Try it:
Please set the lines down again exactly, from the top of the entries through the line that contains "It can also".

(Records from a data collection)
=== Begin Enclosure ===

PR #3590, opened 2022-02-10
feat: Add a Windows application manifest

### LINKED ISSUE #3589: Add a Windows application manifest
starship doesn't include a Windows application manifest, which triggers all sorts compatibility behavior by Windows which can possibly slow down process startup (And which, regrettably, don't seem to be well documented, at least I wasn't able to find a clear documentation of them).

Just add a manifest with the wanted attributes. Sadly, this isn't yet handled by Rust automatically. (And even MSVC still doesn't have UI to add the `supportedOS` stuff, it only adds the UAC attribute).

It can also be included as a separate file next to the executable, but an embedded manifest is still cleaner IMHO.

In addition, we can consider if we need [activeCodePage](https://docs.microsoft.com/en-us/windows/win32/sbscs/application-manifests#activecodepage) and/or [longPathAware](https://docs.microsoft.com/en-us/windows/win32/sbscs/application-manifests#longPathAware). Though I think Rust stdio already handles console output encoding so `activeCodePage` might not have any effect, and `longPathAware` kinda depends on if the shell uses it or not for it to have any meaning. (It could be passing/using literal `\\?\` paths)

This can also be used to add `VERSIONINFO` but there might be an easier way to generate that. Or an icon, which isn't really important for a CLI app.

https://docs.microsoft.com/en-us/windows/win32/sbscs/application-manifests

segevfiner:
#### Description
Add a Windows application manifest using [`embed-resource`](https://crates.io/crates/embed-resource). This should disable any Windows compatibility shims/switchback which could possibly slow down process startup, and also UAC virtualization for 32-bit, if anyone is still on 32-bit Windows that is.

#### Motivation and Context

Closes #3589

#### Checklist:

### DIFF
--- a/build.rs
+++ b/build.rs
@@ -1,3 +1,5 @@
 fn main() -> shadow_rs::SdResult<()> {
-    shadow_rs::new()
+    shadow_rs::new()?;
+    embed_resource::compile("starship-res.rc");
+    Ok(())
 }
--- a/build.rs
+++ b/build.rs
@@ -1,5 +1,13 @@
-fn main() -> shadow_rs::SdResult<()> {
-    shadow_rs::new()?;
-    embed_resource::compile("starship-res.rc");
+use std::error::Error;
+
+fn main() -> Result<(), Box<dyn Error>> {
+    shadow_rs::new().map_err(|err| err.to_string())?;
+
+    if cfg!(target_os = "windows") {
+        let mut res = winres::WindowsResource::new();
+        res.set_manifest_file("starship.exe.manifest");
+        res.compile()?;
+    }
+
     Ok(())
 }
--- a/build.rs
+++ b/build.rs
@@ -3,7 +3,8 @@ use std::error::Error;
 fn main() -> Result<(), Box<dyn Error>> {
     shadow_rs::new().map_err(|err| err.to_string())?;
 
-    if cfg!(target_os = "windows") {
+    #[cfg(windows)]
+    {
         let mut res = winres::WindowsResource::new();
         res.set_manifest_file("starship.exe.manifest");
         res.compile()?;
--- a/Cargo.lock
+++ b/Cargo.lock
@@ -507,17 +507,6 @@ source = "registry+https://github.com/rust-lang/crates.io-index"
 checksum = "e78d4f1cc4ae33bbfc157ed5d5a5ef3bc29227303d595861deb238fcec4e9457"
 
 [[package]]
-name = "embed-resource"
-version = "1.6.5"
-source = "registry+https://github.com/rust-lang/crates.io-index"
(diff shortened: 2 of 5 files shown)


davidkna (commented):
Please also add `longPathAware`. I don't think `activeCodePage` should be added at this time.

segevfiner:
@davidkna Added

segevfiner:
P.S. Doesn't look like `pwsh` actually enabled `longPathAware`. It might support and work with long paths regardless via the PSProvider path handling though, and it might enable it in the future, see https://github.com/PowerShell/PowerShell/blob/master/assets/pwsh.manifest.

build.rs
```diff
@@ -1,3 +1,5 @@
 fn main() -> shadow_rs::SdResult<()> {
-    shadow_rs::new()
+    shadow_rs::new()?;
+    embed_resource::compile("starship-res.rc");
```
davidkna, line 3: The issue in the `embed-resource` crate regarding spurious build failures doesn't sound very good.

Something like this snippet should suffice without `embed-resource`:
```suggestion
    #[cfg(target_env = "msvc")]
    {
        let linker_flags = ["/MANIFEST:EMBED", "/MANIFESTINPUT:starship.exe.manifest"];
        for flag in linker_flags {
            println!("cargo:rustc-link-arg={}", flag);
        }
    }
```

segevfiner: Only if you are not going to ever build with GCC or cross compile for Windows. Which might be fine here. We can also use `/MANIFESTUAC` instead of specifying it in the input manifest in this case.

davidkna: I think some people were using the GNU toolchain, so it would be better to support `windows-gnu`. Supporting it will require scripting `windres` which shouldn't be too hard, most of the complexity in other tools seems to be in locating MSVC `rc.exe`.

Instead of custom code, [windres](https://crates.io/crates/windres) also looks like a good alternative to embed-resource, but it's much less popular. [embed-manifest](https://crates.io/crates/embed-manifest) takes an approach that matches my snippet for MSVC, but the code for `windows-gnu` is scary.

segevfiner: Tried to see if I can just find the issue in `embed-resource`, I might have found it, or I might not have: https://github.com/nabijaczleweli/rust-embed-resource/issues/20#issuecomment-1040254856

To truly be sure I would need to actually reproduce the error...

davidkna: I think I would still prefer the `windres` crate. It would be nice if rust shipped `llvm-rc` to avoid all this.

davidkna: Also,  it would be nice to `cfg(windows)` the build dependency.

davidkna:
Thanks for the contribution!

=== End Enclosure ===

Exercise output:
PR #3590, opened 2022-02-10
feat: Add a Windows application manifest

### LINKED ISSUE #3589: Add a Windows application manifest
starship doesn't include a Windows application manifest, which triggers all sorts compatibility behavior by Windows which can possibly slow down process startup (And which, regrettably, don't seem to be well documented, at least I wasn't able to find a clear documentation of them).

Just add a manifest with the wanted attributes. Sadly, this isn't yet handled by Rust automatically. (And even MSVC still doesn't have UI to add the `supportedOS` stuff, it only adds the UAC attribute).

It can also be included as a separate file next to the executable, but an embedded manifest is still cleaner IMHO.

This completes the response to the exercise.